Вдруг он почувствовал, что на него, подстриженного, побритого, помытого, приодетого и благоухающего, почему-то никто не обращал внимания. Писателю и поэту было и невдомёк, что некоторые пассажиры всё же разглядывали его исподтишка, стесняясь с ним встретиться взглядом. Но большинство тупо смотрело в пространство вагона, думая о чём-то своём.

Даже на его бывшей станции Бауманская студенты не просматривались.

Невольно вспомнились бывшие советские времена и шефская помощь подмосковным совхозам.

Ненароком Платон опять себя поймал на том, что он не идёт на работу, а летит. Он даже по лестнице вверх перешагивал через ступеньку.

Да! Надо всё-таки пыл поубавить! Не мальчик же уже! – опять пронеслось в сознании всё ещё физкультурника.

На работе Платон включил диктофон на воспроизведение, и из него, хоть и не качественно, полился волшебный голос Татляна. Платон давно его не слушал, практически всё лето. И сейчас он лишний раз убедился в своей не проходящей любви к творчеству этого исполнителя.

Да-а! Если кто захочет понять меня, мою душу, должен очень внимательно слушать песни в исполнении Жана Татляна! – сделал вывод растрогавшийся.

А в дневном разговоре с Ноной подтвердилось предположение Платона о возможных стрелах в его адрес, в связи с его неявкой на день рождения Гудина. Нона Петровна эмоционально пояснила:

– "Когда мы тебя на машине обгоняли, то Гаврилыч всё комментировал твой большой рюкзак за спиной, и что ты одет не празднично! А я по твоему каменному выражению лица поняла, что ты уже мысленно где-то далеко, при других делах! С таким выражением лица в ресторан не ходят! Потому и сказала им потом уверенно, что ты не придёшь!".

Тут же она подтвердила, что Иван Гаврилович сначала огорчился такому демаршу сослуживца, но расплачиваясь, повеселел, поняв, что сэкономил на нём целую тысячу рублей!

На следующий день Платон поздравил жену с юбилеем их свадьбы.

Та тоже не осталась в долгу, на всякий случай, напомнив мужу, что в их браке ничего плохого не было.

Их сыну Иннокентию предстояло вскоре пойти учиться уже на третий курс института.

В ожидании новорождённого, сын Платона Даниил отделывал свою новую квартиру.

Семья дочери Екатерины ожидала приближения очереди на квартиру и её получение через мать.

Семья сына Владимира всё ещё жила впечатлениями от поездки в Москву.

И только от самого старшего Вячеслава пока не было вестей, хотя его бывшее руководство и заверило Платона о его скором появлении перед очами родителей.

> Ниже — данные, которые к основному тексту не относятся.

PR #515, opened 2023-09-28
Clarify scrollMargin details

tcaptan-cr:
RE: ["I think this content, which is currently intermingled with the definition of root intersection rect, should be moved to the definition of scrollMargin"](https://github.com/w3c/IntersectionObserver/pull/511#issuecomment-1736315746)

***
<a href="https://pr-preview.s3.amazonaws.com/tcaptan-cr/IntersectionObserver/pull/515.html" title="Last updated on Sep 29, 2023, 6:43 AM UTC (a47c2fc)">Preview</a> | <a href="https://pr-preview.s3.amazonaws.com/w3c/IntersectionObserver/515/f22fbf4...tcaptan-cr:a47c2fc.html" title="Last updated on Sep 29, 2023, 6:43 AM UTC (a47c2fc)">Diff</a>

### DIFF
--- a/index.bs
+++ b/index.bs
@@ -288,8 +288,6 @@ interface IntersectionObserver {
 	::
 		Offsets are applied to <a>scrollports</a> on the path from <a>intersection root</a> to <a for="IntersectionObserver">target</a>,
 		effectively growing or shrinking the clip rects used to calculate intersections.
-		<b>These offsets are only applied when handling <a>same-origin-domain targets</a>;
-		for <a>cross-origin-domain targets</a> they are ignored.</b>
 
 		On getting, return the result of serializing the elements of {{[[scrollMargin]]}}
 		space-separated, where pixel lengths serialize as the numeric value followed by "px",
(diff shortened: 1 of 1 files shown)


index.bs
```diff
@@ -298,6 +298,20 @@ interface IntersectionObserver {
 		passed to the {{IntersectionObserver}} constructor.  If no
 		{{IntersectionObserverInit/scrollMargin}} was passed to the {{IntersectionObserver}}
 		constructor, the value of this attribute is "0px 0px 0px 0px".
+
```
szager-chromium, line 301: Sorry, my suggestion was not quite correct. The goal is to make sure that all the language describing how `scrollMargin` is applied is reachable from the algorithm description for "Compute the Intersection of a Target Element and the Root". That algorithm description currently refers to the `[[scrollMargin]]` slot, as distinct from the `scrollMargin` argument to the IntersectionObserver constructor.

I think instead it would make sense to put these two paragraphs back where they were, but add a line like 'To &lt;dfn&gt;apply scroll margin to a scrollport&lt;/dfn&gt;' above it. You should also move lines 291-292 ("&lt;b&gt;These offsets are only applied...") to the same place; and then refer to this new definition in the algorithm description for "Compute the Intersection of a Target Element and the Root", instead of referring directly to the `[[scrollMargin]]` slot.

Hopefully this makes sense...


So I think these two paragraphs should be moved to the place where the `[[scrollMargin]]` slot is defined; and the text on lines 291-292 ("These offsets are only applied when handling...") should also be moved there.

tcaptan-cr: Let me know if this looks better.

szager-chromium (approved):
lgtm, thanks!

tcaptan-cr:
> lgtm, thanks!

Thank you Stefan!

PR #516, opened 2023-10-02
Fix thresholds definition to match browsers.

emilio:
https://github.com/web-platform-tests/wpt/commit/8c0296b50bf3974677e024c04d45b3ff8b0e801e tested that thresholds when provided empty is [0].

This is not in the spec, but is reasonable and I'm happy to change Firefox to match this, given both WebKit and Blink do that.

 * [ ] Modified Web platform tests: N/A, WPT already tests this.

Implementation commitment:

 * [ ] WebKit: N/A (already has this behavior)
 * [ ] Chromium: N/A (same)
 * [x] Gecko (https://bugzilla.mozilla.org/show_bug.cgi?id=1855836)


tcaptan-cr (approved):
Looks good to me

PR #591, opened 2023-03-30
Unit testing for bundled trust root getters

### LINKED ISSUE #580: More unit testing for bundled trust root changes
**Description**

#542 added support for TUF "bundled" trust roots. We need tests to cover the new surface, namely:

- [x] the  `get` methods
    - [x] `get_rekor_keys`
    - [x] `get_fulcio_certs`
    - [x] `get_ctfe_keys`
- [ ] `_get_trusted_root`

tnytown:
This changeset exercises the bundled trusted root codepaths in `get_rekor_keys`, `get_ctfe_keys`, and `get_fulcio_certs` with new offline tests. We also yakshave the TUF module further.

Resolves #580.


test/unit/internal/test_tuf.py
```diff
@@ -120,6 +124,44 @@ def test_updater_staging_get(mock_staging_tuf, tuf_asset):
...
+            )
+            for k in keys
+        ]
+
+    updater = TrustUpdater.production()
+
+    # The test should use the TUF path, so we stub out the legacy getter here.
+    monkeypatch.setattr(updater, "_get", lambda usage, statuses: [])
+
+    assert _der_keys(updater.get_ctfe_keys()) == _pem_keys([_contents("ctfe_2022.pub")])
```
tetsuo-cpp, line 153: Just so I know what to expect. When there's a key rotation, we should expect these to begin failing right? And in that case, we should refresh the keys and certs under `assets/prod-tuf`.

tetsuo-cpp: Hmm, I'm not too bothered by it. If it becomes annoying then we can look into monkey patching the time, but for now I'd say we can switch to staging assets when it's ready and pull the trigger on this.

test/unit/conftest.py
```diff
@@ -174,8 +195,6 @@ def _fetch(self, url: str) -> Iterator[bytes]:
             if filepath.is_file():
                 success[filepath] += 1
                 return BytesIO(filepath.read_bytes())
-            else:
-                print(f"POO {filepath}")
```
tetsuo-cpp, line 178: 😂

tetsuo-cpp (approved):
LGTM!

PR #609, opened 2023-04-11
swap over to using CDN to fetch TUF roots

bobcallaway:
#### Summary
The TUF roots for both production and staging instances of sigstore are now addressable via a CDN endpoint; this change uses the CDN instead of calling GCS directly via its HTTP endpoint.


woodruffw (approved):
Thanks!

PR #611, opened 2023-04-13
tuf: embed trusted root target

### LINKED ISSUE #608: Embed TUF targets to minimize downloads
**Description**

For the Golang library, we embed a copy of the [target files](https://github.com/sigstore/sigstore/tree/main/pkg/tuf/repository/targets), and check if the target file matches the target metadata [here](https://github.com/sigstore/sigstore/blob/main/pkg/tuf/client.go#L522-L527) (a necessary check since the target file may have been updated and would need to be downloaded). Would it be possible to do the same for sigstore-python?

tnytown:
This changeset embeds `trusted_root.json` for staging and prod and adjusts tests to reflect this.

Additionally, we tweak the logistics around embedded assets.

Resolves #608.


sigstore/_internal/tuf.py
```diff
@@ -121,24 +121,35 @@ def __init__(self, url: str) -> None:
...
-                fname = "staging-root.json"
-            else:
-                raise Exception(f"TUF root not found in {tuf_root}")
-
-            self._metadata_dir.mkdir(parents=True, exist_ok=True)
-            root_json = read_embedded(fname)
-            with tuf_root.open("wb") as io:
-                io.write(root_json)
+
+        try:
```
tetsuo-cpp, line 136: Should this wrapped with a:
```python
if not tuf_root.exists():
```
and similar below?

CHANGELOG.md
```diff
@@ -23,6 +23,8 @@ All versions prior to 0.9.0 are untracked.
 
 ### Changed
 
+* A cached copy of the trust bundle is now included with the distribution.
```
tetsuo-cpp, line 26: Not a big deal but we've been putting line breaks between these dot points up until now.

woodruffw (approved):

woodruffw:
LGTM!

PR #614, opened 2023-04-14
_cli: emit only sigstore bundle by default

### LINKED ISSUE #592: CLI: stop emitting `.sig` and `.crt` signing outputs
We should eventually (in the next major version?) output only the `.sigstore` bundle as a signing artifact. Before that, we may want to consider adding a `--bundle-only` option, complementary to `--no-bundle`, that emulates this behavior.

Follow-up to #465.

tnytown:
- Adjust CLI to emit only `{input}.sigstore` by default. Signature and certificate outputs are still supported, but users will have to pass the respective flags to generate them.
- Remove `--no-bundle`, as its functionality now overlaps with `--no-default-files`.
- Fail on multiple input case when `--bundle` is specified.
- Adjust CLI help to reflect all of the above.

Would we also want to change the stability of the `--bundle` option within the release?

Resolves #592.


woodruffw (approved):
LGTM!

Ночная дачная тишина разбавлялась теперь лишь глухими шлепками падающих яблок. Иногда точность непроизвольного яблочного бомбометания приводила к тому, что яблоки с более звонким звуком попадали на дюралевую крышку мангала, арматуру парника, и другие металлические предметы.

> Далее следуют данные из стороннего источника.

PR #625, opened 2023-04-23
_cli: allow named pipes as inputs

### LINKED ISSUE #616: [BUG] Named pipes do not work as `sigstore sign` inputs
...they also might not work for other subcommand inputs, but this is the first one I checked with.

Expected behavior:

```bash
# signs for the content 'hello' successfully
$ sigstore sign <(echo -n 'hello')
```

Actual behavior:

```bash
$ sigstore sign <(echo -n 'hello')

usage: sigstore [-h] [-V] [-v] [--staging] [--rekor-url URL]
                [--rekor-root-pubkey FILE]
                {sign,verify,get-identity-token} ...
sigstore: error: Input must be a file: /dev/fd/63
```

woodruffw:
Adds a `_path_is_filelike` helper to abstract the check away here.

Fixes #616.

### DIFF
--- a/CHANGELOG.md
+++ b/CHANGELOG.md
@@ -17,6 +17,11 @@ All versions prior to 0.9.0 are untracked.
   Sigstore bundles are now preferred.
   ([#614](https://github.com/sigstore/sigstore-python/pull/614))
 
+### Fixed
+
+* The `sigstore` CLI now handles named pipes correctly
+  ([#625](https://github.com/sigstore/sigstore-python/pull/625))
+
 ## [1.1.2]
 
 ### Fixed
--- a/sigstore/_cli.py
+++ b/sigstore/_cli.py
@@ -65,6 +65,14 @@ package_logger = logging.getLogger("sigstore")
 package_logger.setLevel(os.environ.get("SIGSTORE_LOGLEVEL", "INFO").upper())
 
 
+def _path_is_filelike(path: Path) -> bool:
+    """
+    A `pathlib.Path` helper for checking whether a path is "file-like,"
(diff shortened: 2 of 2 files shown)


woodruffw:
Whoops, I underthought this:

```
    sys.exit(main())
             ^^^^^^
  File "/Users/william/devel/sigstore-python/sigstore/_cli.py", line 543, in main
    _sign(args)
  File "/Users/william/devel/sigstore-python/sigstore/_cli.py", line 691, in _sign
    with outputs["bundle"].open(mode="w") as io:
         ^^^^^^^^^^^^^^^^^^^^^^^^^^^^^^^^
  File "/Users/william/.pyenv/versions/3.11.2/lib/python3.11/pathlib.py", line 1044, in open
    return io.open(self, mode, buffering, encoding, errors, newline)
           ^^^^^^^^^^^^^^^^^^^^^^^^^^^^^^^^^^^^^^^^^^^^^^^^^^^^^^^^^
FileNotFoundError: [Errno 2] No such file or directory: '/dev/fd/63.sigstore'
```

Will think some more about whether this use case actually makes sense.

tetsuo-cpp:
I think we can probably do without this. I don't see a use-case for this other than a "hello world" example.

For `pip-audit`, I think it makes sense since it's an shorthand way to audit a package that you might be curious about. But for `sigstore-python`, the only reason you would sign an artifact would be so it can be verified at a later point in time, in which case the artifact would need to be uploaded somewhere. So realistically, you're always going to have a file. I might just be lacking imagination though. 😆

woodruffw:
Closing because this was ill-conceived.

PR #626, opened 2023-04-23
tuf: remove non-trusted-root handling paths

### LINKED ISSUE #584: TUF: Remove support for non-bundled roots of trust
Per conversation in #542: the bundled trust root is now considered the stable interface for retrieving all of the various pieces of Sigstore's root of trust, so we can remove support for the "standalone" targets that it replaced.

We should do #580 first, to convince ourselves that we haven't introduced any bugs by switching over to the bundled trust root.

woodruffw:
Fixes #584.

### DIFF
--- a/CHANGELOG.md
+++ b/CHANGELOG.md
@@ -10,12 +10,16 @@ All versions prior to 0.9.0 are untracked.
 
 ### Changed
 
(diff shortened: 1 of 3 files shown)


tetsuo-cpp (approved):
LGTM!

И тогда этот процесс становился более слышимым и будящим. А от этого неожиданного и громкого шума Платон даже иногда вздрагивал. Но и к этому он постепенно привык.

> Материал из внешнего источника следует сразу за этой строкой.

PR #633, opened 2023-04-25
verify: fix timerange inclusion check

woodruffw:
Our previous check was incorrect: it would fail verification on an otherwise valid inclusion proof if the integrated time happened to be at the last moment of `not_valid_after`.

See: https://github.com/sigstore/protobuf-specs/pull/78


tetsuo-cpp (approved):
LGTM!

PR #634, opened 2023-04-26
Root hash signature verification v2

### LINKED ISSUE #248: Include Root Hash verification when verifying a Rekor Inclusion Proof

tnytown:
Now with Signed Note verification!

Thanks to @jleightcap for doing all of the work! I'm just here to push it over the finish line :)

Supersedes #527.
Fixes #248.


sigstore/_internal/merkle.py
```diff
@@ -133,3 +135,38 @@ def verify_merkle_inclusion(entry: LogEntry) -> None:
...
+    Verify the inclusion proof's checkpoint.
+    """
+
+    inclusion_proof = entry.inclusion_proof
+    if inclusion_proof is None:
+        raise InvalidInclusionProofError("Rekor entry has no inclusion proof")
+    if inclusion_proof.checkpoint is None:
+        return
+
+    # verififcaiton occurs in two stages:
```
woodruffw, line 151: Typo:

```suggestion
    # Verification occurs in two stages:
```

sigstore/_internal/rekor/checkpoint.py
```diff
@@ -0,0 +1,202 @@
...
+class RekorSignature:
+    """
+    Represents a `RekorSignature` containing:
+    - the name of the signature, e.g. "rekor.sigstage.dev"
+    - the signature hash
+    - the base64 signature
+    """
+
+    # FIXME(jl): this does not feel like a de novo definition...
+    # does this exist already in sigstore-python (or its depenencices)?
```
woodruffw, line 44: I don't believe this exists anywhere, so this comment is safe to remove.

OTOH, we might want to rename this to `RekorCheckpointSignature` or similar, since there are other signatures that happen in the context of Rekor.

sigstore/_internal/rekor/checkpoint.py
```diff
@@ -0,0 +1,202 @@
...
+            raise ValueError("Malformed Note: must contain at least one signature!")
+        if data[-1] != "\n":
+            raise ValueError("Malformed Note: data section must end with newline!")
+
+        sig_parser = re.compile(r"\u2014 (\S+) (\S+)\n")
+        signatures: list[RekorSignature] = []
+        for name, signature in re.findall(sig_parser, data):
+            signature_bytes: bytes = base64.b64decode(signature)
+            if len(signature_bytes) < 5:
+                raise ValueError("Malformed Note: signature contains too few bytes")
```
woodruffw, line 158: These `ValueError`s might benefit from being dedicated exception types.

CHANGELOG.md
```diff
@@ -10,6 +10,10 @@ All versions prior to 0.9.0 are untracked.
 
 ### Changed
 
+* `sigstore verify` now verifies signature timestamps with hashes signed
+  by Rekor.
+  ([#634](https://github.com/sigstore/sigstore-python/pull/634))
```
woodruffw, line 15:
```suggestion
* `sigstore verify` now performs additional verification of Rekor's inclusion proofs by cross-checking them against signed checkpoints
  ([#634](https://github.com/sigstore/sigstore-python/pull/634))
```

sigstore/sign.py
```diff
@@ -238,6 +239,12 @@ def _to_bundle(self) -> Bundle:
                 hashes=[
                     bytes.fromhex(h) for h in self.log_entry.inclusion_proof.hashes
                 ],
+                checkpoint=Checkpoint(
+                    envelope=self.log_entry.inclusion_proof.checkpoint or ""
+                )
+                # FIXME(jl): checkpoint should be a serialzied field here.
+                # this causes tests depending on the commited `bundle.txt.sigstore` to fail;
+                # the bundle doesn't contain the `"checkpoint"` field.
```
woodruffw, line 247: Is this comment still relevant?

sigstore/sign.py
```diff
@@ -238,6 +239,12 @@ def _to_bundle(self) -> Bundle:
                 hashes=[
                     bytes.fromhex(h) for h in self.log_entry.inclusion_proof.hashes
                 ],
+                checkpoint=Checkpoint(
+                    envelope=self.log_entry.inclusion_proof.checkpoint or ""
+                )
```
woodruffw, line 244: This fallback shouldn't be necessary anymore, right?

```suggestion
                checkpoint=Checkpoint(
                    envelope=self.log_entry.inclusion_proof.checkpoint
                )
```

sigstore/verify/models.py
```diff
@@ -239,20 +258,32 @@ def from_bundle(
...
+            if not checkpoint.envelope:
+                raise InvalidMaterials("expected checkpoint in inclusion proof")
+
+            parsed_inclusion_proof = LogInclusionProof(
+                checkpoint=checkpoint.envelope,
+                hashes=[h.hex() for h in inclusion_proof.hashes],
+                log_index=inclusion_proof.log_index,
+                root_hash=inclusion_proof.root_hash.hex(),
+                tree_size=inclusion_proof.tree_size,
+            )
```
woodruffw, line 278:
```suggestion

        # NOTE: We only load the inclusion proof from the bundle if we know that
        # we're performing an offline verification, since that's the only case
        # in which we'll use it.
        inclusion_proof = tlog_entry.inclusion_proof
        parsed_inclusion_proof: LogInclusionProof | None = None
        if inclusion_proof and offline:
            checkpoint = inclusion_proof.checkpoint

            # If the bundle to be verified offline includes an inclusion proof,
            # we verify it, which requires a checkpoint.
            if not checkpoint.envelope:
                raise InvalidMaterials("expected checkpoint in inclusion proof")

            parsed_inclusion_proof = LogInclusionProof(
                checkpoint=checkpoint.envelope,
                hashes=[h.hex() for h in inclusion_proof.hashes],
                log_index=inclusion_proof.log_index,
                root_hash=inclusion_proof.root_hash.hex(),
                tree_size=inclusion_proof.tree_size,
            )
```

sigstore/sign.py
```diff
@@ -238,6 +239,12 @@ def _to_bundle(self) -> Bundle:
                 hashes=[
                     bytes.fromhex(h) for h in self.log_entry.inclusion_proof.hashes
                 ],
+                checkpoint=Checkpoint(
+                    envelope=self.log_entry.inclusion_proof.checkpoint
+                )
+                # FIXME(jl): checkpoint should be a serialzied field here.
+                # this causes tests depending on the commited `bundle.txt.sigstore` to fail;
+                # the bundle doesn't contain the `"checkpoint"` field.
```
woodruffw, line 247:
```suggestion
```

sigstore/_internal/rekor/checkpoint.py
```diff
@@ -0,0 +1,229 @@
...
+                self.log_hash,
+            ]
+            + self.other_content
+        )
+
+
+@dataclass(frozen=True)
+class SignedNote:
+    """
+    Represents a signed `Note` containing a note and its corresponding list of signatures.
```
woodruffw, line 111: There's no `Note` class, so maybe just:

```suggestion
    Represents a "signed note" containing a note and its corresponding list of signatures.
```

sigstore/_internal/rekor/checkpoint.py
```diff
@@ -0,0 +1,229 @@
...
+                sig_hash=struct.unpack(">4s", signature_bytes[0:4])[0],
+                signature=base64.b64encode(signature_bytes[4:]),
+            )
+            signatures.append(signature)
+
+        return cls(note=header, signatures=signatures)
+
+    def verify(self, client: RekorClient, key_id: KeyID) -> None:
+        """
+        Verify the SignedNote with using the given RekorClient by verifying each contained signature.
```
woodruffw, line 170:
```suggestion
        Verify the `SignedNote` with using the given RekorClient by verifying each contained signature.
```

sigstore/_internal/rekor/checkpoint.py
```diff
@@ -0,0 +1,229 @@
...
+                    key_id=key_id, signature=base64.b64decode(sig.signature), data=note
+                )
+            except KeyringSignatureError as sig_err:
+                raise CheckpointError("invalid signature") from sig_err
+
+
+@dataclass(frozen=True)
+class SignedCheckpoint:
+    """
+    Represents a *signed* `Checkpoint`: a `LogCheckpoint` and its corresponding *signed* `Note`.
```
woodruffw, line 190:
```suggestion
    Represents a *signed* `Checkpoint`: a `LogCheckpoint` and its corresponding `SignedNote`.
```

sigstore/_internal/rekor/checkpoint.py
```diff
@@ -0,0 +1,229 @@
...
+    Represents a signed `Note` containing a note and its corresponding list of signatures.
+    """
+
+    note: StrictStr = Field(..., alias="note")
+    signatures: list[RekorSignature] = Field(..., alias="signatures")
+
+    @classmethod
+    def from_text(cls, text: str) -> SignedNote:
+        """
+        Serialize from a bundled text 'note'.
```
woodruffw, line 120:
```suggestion
        Deserialize from a bundled text 'note'.
```

sigstore/verify/verifier.py
```diff
@@ -246,17 +250,31 @@ def verify(
...
                 return VerificationFailure(
                     reason=f"invalid Rekor inclusion proof: {exc}"
                 )
+
+            try:
+                verify_checkpoint(self._rekor, entry)
+            except CheckpointError as exc:
+                return VerificationFailure(reason=f"invalid Rekor root hash: {exc}")
+
+            logger.debug("Successfully verified inclusion proof...")
```
woodruffw, line 268: Spacing:

```suggestion
            logger.debug("Successfully verified inclusion proof...")

```

woodruffw (approved):
This LGTM, but I'd appreciate a review from @asraa or @haydentherapper if either of you has the time!

In particular: we now verify the signature that comes with the checkpoint and cross-check the signed data (i.e. the root hash) against the inclusion proof's. We do this in two circumstances:

1. Whenever we're doing online verification (the default)
2. During offline verification, *if* the input bundle contains an inclusion proof (including a checkpoint)

haydentherapper:
Ack, will take a look tomorrow!

haydentherapper:
Sorry, had a busy week! Will look first thing Monday.

woodruffw:
No problem at all! And please let us know if we can do anything to help with review as well 🙂

haydentherapper (commented):
Looks really great! Just a couple small questions.

di:
> Just a couple small questions.

@haydentherapper Doesn't look like your questions made it into your review, FYI.

sigstore/verify/models.py
```diff
@@ -240,19 +259,34 @@ def from_bundle(
             )
         tlog_entry = tlog_entries[0]
 
-        inclusion_proof = LogInclusionProof(
-            log_index=tlog_entry.inclusion_proof.log_index,
-            root_hash=tlog_entry.inclusion_proof.root_hash.hex(),
-            tree_size=tlog_entry.inclusion_proof.tree_size,
-            hashes=[h.hex() for h in tlog_entry.inclusion_proof.hashes],
-        )
+        # NOTE: We only load the inclusion proof from the bundle if we know that
```
haydentherapper, line 262: Nit, should this note say for both online and offline verification?

sigstore/verify/verifier.py
```diff
@@ -246,17 +250,32 @@ def verify(
 
         # 5) Verify the inclusion proof supplied by Rekor for this artifact.
         #
-        # We skip the inclusion proof only if explicitly requested.
-        if not materials._offline:
+        # The inclusion proof should always be present in the online case. In
+        # the offline case, if it is present, we verify it.
```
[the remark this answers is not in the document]
asraa: I think it may have been optional because it doesn't provide any value over the SET when the client doesn't have any local state.

sigstore/verify/models.py
woodruffw: Yep -- we always retrieve the inclusion proof from an online Rekor instance unless the user has explicitly told us to prefer offline sources with `--offline`.

We did that because it was the only way to get the inclusion proof before we had bundles, but maybe that's no longer necessary -- is there client guidance around when clients should prefer online lookups versus in-situ bundle materials?

CC @znewman01

sigstore/verify/verifier.py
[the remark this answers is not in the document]
woodruffw: Just to clarify: this means that transparency log entries in turn are mandatory within bundles, right? Since the inclusion proof appears within each of them 🙂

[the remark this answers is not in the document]
woodruffw: Opened https://github.com/sigstore/protobuf-specs/pull/79.

sigstore/verify/models.py
haydentherapper: Both online and offline give you the same guarantees, trusting what comes from Rekor. Online has a few negatives: Reliability (since Rekor must be online), and privacy (revealing what entries you care about to Rekor). I'd say to prefer the bundle when presented.

Long term, there's a few options for stronger guarantees of inclusion:
* Online querying of distributors (gatherers of witness statements) or witnesses themselves, but this comes with some privacy tradeoffs
* Offline bundles containing a set of witnessed checkpoints

The first is just changing client behavior, the second would be a bundle spec update.

In terms of the client, I'd prefer offline over online, mostly from a performance/reliability standpoint.

sigstore/verify/verifier.py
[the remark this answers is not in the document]
woodruffw: Ah, GitHub didn't show those last two comments for me...

In that case, does it make sense for the log entries to be mandatory (i.e., there should be at least one), but with optional interior inclusion proofs? If so, I can update the protobuf-specs PR.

И тогда сквозь этот шум иногда до него стали доносится и другие звуки, более яркие, выдавая собой припозднившихся дачников, не смирившихся с ранней темнотой, и невозможностью трудиться допоздна.

Да и сам Платон часто нарушал тёмную тишину своего участка то позвякиванием ручки ведра при наборе воды из крана, то глухими постукиваниями о шиферный забор пластмассовым ведром при его очистке над компостной кучей.

Несколько первых сентябрьских, солнечных и тёплых дней позволили Платону убрать урожай овощей и подготовить грядки к зиме.